Stored items
◆ ◆ ◆

PR #1079, opened 2018-10-23
feat: add a utility that converts hex values to rgb or rgba

ghost:
Made a new file called `rgb.ts` along with test cases to accompany it found in `rgb.spec.ts`. Depending on the length, the function will return either a string in the format `rgb(r, g, b)` (3 or 6 length hexits) or `rgba(r, g, b, a)` (4 or 8 length hexits). To learn more, look at my [previous PR](https://github.com/Microsoft/fast-dna/pull/1000)

Closes [#639](https://github.com/Microsoft/fast-dna/issues/639)

### DIFF
--- a/.github/CODEOWNERS
+++ b/.github/CODEOWNERS
@@ -21,6 +21,9 @@
 # fast-application-utils
 /packages/fast-application-utils/ @janechu @chrisdholt
 
+# fast-breakpoint-tracker-react
+/packages/fast-breakpoint-tracker-react/ @nicholasrice @chrisdholt
+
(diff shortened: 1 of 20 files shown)


nicholasrice:
@RamIyer1998 It looks like prettier needs to get run on your branch. To do this, you should reinstall the root node_modules, then run `lerna clean && lerna bootstrap && lerna run prettier`. Committing those changes should allow you to pass the build.

RamIyer1998:
Thanks! That seemed to do the trick, hopefully CircleCI passes now.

◆ ◆ ◆

*Work to be completed:* Once a line of the records is found to contain "react", copy it out.

*Result below:*
+# fast-breakpoint-tracker-react
+/packages/fast-breakpoint-tracker-react/ @nicholasrice @chrisdholt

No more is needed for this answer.